Xinhua Commentary: Why the AUKUS nuclear deal is irresponsible and dangerous

Source: Xinhua| 2021-09-18 00:02:52|Editor: huaxia

BEIJING, Sept. 17 (Xinhua) -- The United States and Britain said recently that they will share highly sensitive nuclear submarine technology with Australia, a key part of the three countries' newly-established security partnership AUKUS.

The irresponsible and dangerous move fuelled by mentality of confrontation and exclusion will gravely undermine global non-proliferation efforts and jeopardize the region's peace and stability.

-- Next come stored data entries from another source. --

PR #293, opened 2022-04-12
[hud/metrics] improvements to time picking

suo:
- Add a dropdown for the most common time ranges
- You can still set a custom time range if you select it from the dropdown
- Previously the start and stop time were fixed, even after data refreshes. Now the stop time is always the current time, so that we show fresh data

### DIFF
--- a/torchci/pages/metrics.tsx
+++ b/torchci/pages/metrics.tsx
@@ -1,5 +1,4 @@
-import AdapterDayjs from "@mui/lab/AdapterDayjs";
-import LocalizationProvider from "@mui/lab/LocalizationProvider";
+import { AdapterDayjs } from "@mui/x-date-pickers/AdapterDayjs";
 import dayjs from "dayjs";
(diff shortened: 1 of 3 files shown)


janeyx99 (approved):

torchci/pages/metrics.tsx
```diff
@@ -209,11 +214,97 @@ function TimePicker({ label, value, setValue }: any) {
         onChange={(newValue) => {
           setValue(newValue);
         }}
+        disabled={disabled}
```
zengk95, line 217: does this disabled value ever get used?

zengk95 (approved):
LGTM

torchci/pages/metrics.tsx
suo: nope, I'll clean it up. I originally had the time pickers in a disabled state when the user had a pre-defined time range selected, but it seemed less confusing to just hide them entirely.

Exporting nuclear technology to a nuclear-free country is a blatant violation of the Treaty on the Non-Proliferation of Nuclear Weapons(NPT). With over 190 signatories worldwide, the NPT has shown the international community's commitment to preventing the dispersal of nuclear weapons and promoting cooperation in peaceful uses of nuclear energy.

As signatories and nuclear-weapon states, the United States and Britain's flagrant nuclear technology assistance to Australia for military uses will undoubtedly give rise to proliferation of nuclear materials and technologies.

For years, the United States has been turning a blind eye as some of its allies pursue nuclear technologies and weapons. Yet it points an accusatory finger at the civilian nuclear projects of other countries.

Washington is once again playing double standards on nuclear exports and utilization,and using the issue as a tool for dangerous geopolitical game.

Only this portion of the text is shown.